ABOUT THIS EXERCISE:
Where a line holds the word "have", copy that line from the data below.

DATA SUPPLIED:
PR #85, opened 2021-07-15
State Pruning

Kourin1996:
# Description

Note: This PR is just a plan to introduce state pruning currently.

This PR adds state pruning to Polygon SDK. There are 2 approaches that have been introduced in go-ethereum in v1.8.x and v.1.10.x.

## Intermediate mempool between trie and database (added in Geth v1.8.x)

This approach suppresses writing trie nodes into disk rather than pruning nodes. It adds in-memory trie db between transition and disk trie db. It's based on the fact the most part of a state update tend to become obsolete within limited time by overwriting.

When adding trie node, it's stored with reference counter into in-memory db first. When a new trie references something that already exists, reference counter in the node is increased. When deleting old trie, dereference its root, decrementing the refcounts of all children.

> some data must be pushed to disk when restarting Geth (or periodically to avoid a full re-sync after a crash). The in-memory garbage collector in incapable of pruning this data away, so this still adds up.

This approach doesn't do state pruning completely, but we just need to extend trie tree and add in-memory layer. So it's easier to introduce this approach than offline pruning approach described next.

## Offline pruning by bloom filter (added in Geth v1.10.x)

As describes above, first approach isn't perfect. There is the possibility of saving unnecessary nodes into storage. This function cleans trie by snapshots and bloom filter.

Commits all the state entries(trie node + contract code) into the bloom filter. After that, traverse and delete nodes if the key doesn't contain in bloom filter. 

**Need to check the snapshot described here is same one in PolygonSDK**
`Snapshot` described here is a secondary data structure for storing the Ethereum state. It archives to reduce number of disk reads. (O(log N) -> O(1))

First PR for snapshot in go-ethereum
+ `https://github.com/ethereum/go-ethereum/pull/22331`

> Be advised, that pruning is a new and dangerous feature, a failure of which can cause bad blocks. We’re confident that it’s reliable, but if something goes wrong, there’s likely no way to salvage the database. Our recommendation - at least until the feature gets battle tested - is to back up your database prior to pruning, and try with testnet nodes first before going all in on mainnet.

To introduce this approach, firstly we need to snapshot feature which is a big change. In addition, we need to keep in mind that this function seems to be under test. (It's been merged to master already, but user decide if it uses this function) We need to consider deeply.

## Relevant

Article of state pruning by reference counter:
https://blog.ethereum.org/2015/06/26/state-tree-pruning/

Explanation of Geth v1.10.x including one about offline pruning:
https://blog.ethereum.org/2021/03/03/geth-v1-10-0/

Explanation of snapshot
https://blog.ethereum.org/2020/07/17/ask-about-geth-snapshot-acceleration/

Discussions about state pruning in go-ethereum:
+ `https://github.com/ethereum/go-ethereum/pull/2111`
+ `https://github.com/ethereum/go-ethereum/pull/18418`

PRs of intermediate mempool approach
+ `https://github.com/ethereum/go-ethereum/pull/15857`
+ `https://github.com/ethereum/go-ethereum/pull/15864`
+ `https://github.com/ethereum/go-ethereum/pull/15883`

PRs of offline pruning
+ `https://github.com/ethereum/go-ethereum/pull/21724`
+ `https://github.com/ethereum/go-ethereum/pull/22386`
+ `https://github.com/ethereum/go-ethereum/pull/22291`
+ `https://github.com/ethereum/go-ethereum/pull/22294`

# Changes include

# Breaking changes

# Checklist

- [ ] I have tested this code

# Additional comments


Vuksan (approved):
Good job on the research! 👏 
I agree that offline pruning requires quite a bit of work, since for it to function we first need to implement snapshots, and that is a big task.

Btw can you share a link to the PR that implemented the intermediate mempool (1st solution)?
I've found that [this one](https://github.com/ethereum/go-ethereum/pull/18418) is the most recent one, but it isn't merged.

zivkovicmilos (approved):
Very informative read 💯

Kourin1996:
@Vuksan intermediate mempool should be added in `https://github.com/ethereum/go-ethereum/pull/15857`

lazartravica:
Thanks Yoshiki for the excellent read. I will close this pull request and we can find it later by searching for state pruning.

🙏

RESPONSE TO THE EXERCISE:
This PR adds state pruning to Polygon SDK. There are 2 approaches that have been introduced in go-ethereum in v1.8.x and v.1.10.x.
- [ ] I have tested this code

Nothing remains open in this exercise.